Give back an exact copy of the lines in the records below, from the line that has "Thanks @laerus !" through the line that has "This is an alternative", and nothing besides.

************

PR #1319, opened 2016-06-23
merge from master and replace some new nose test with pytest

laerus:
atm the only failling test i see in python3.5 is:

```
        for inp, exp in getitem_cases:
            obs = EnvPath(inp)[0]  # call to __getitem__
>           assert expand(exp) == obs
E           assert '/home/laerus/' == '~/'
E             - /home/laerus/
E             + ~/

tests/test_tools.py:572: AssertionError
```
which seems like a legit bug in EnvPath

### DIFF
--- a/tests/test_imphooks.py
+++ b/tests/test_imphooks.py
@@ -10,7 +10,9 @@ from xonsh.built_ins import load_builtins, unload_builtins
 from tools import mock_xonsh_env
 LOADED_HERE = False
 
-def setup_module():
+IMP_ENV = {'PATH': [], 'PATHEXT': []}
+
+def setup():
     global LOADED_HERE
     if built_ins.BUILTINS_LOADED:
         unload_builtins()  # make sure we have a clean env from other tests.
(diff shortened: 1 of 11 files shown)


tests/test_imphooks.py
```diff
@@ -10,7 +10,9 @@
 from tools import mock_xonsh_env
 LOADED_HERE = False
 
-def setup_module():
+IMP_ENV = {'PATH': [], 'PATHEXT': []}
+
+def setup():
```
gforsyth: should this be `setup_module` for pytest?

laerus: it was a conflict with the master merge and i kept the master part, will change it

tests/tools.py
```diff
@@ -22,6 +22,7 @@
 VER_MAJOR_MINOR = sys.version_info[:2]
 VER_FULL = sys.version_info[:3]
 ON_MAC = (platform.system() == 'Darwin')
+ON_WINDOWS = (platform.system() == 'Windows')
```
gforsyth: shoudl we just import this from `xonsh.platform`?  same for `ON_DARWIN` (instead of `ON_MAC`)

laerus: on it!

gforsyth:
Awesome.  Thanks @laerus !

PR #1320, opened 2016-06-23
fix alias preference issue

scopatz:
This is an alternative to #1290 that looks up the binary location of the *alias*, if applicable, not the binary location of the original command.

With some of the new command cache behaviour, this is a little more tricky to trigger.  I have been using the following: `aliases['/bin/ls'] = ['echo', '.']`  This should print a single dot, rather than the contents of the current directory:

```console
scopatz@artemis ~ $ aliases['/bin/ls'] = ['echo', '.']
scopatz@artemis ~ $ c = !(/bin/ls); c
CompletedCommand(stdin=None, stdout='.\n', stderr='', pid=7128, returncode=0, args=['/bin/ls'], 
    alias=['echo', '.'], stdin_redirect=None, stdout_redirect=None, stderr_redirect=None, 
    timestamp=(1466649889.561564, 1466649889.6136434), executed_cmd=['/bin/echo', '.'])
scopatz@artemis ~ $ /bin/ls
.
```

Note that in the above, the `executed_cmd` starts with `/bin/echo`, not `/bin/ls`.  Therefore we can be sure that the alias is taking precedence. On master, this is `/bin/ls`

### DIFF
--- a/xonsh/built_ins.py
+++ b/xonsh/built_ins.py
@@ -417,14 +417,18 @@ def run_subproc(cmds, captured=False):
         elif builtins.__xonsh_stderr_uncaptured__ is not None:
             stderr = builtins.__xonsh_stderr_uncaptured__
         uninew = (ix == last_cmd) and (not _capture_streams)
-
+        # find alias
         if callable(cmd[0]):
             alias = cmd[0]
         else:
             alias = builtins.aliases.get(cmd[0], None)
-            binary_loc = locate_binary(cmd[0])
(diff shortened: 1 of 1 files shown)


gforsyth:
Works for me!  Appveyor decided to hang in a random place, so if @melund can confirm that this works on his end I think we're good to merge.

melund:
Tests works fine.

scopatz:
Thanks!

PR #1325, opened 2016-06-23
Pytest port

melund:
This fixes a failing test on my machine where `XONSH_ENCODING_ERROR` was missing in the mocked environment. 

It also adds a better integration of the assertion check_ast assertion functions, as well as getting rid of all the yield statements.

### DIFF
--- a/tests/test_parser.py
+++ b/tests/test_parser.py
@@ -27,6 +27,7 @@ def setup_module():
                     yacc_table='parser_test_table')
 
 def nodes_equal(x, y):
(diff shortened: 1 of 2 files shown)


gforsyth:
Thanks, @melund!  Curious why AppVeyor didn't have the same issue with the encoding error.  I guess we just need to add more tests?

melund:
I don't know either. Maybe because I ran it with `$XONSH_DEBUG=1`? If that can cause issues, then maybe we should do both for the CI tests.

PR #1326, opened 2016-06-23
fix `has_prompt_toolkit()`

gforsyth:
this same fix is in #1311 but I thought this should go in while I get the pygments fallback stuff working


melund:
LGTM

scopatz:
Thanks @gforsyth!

************

- Completed task
Awesome.  Thanks @laerus !

PR #1320, opened 2016-06-23
fix alias preference issue

scopatz:
This is an alternative to #1290 that looks up the binary location of the *alias*, if applicable, not the binary location of the original command.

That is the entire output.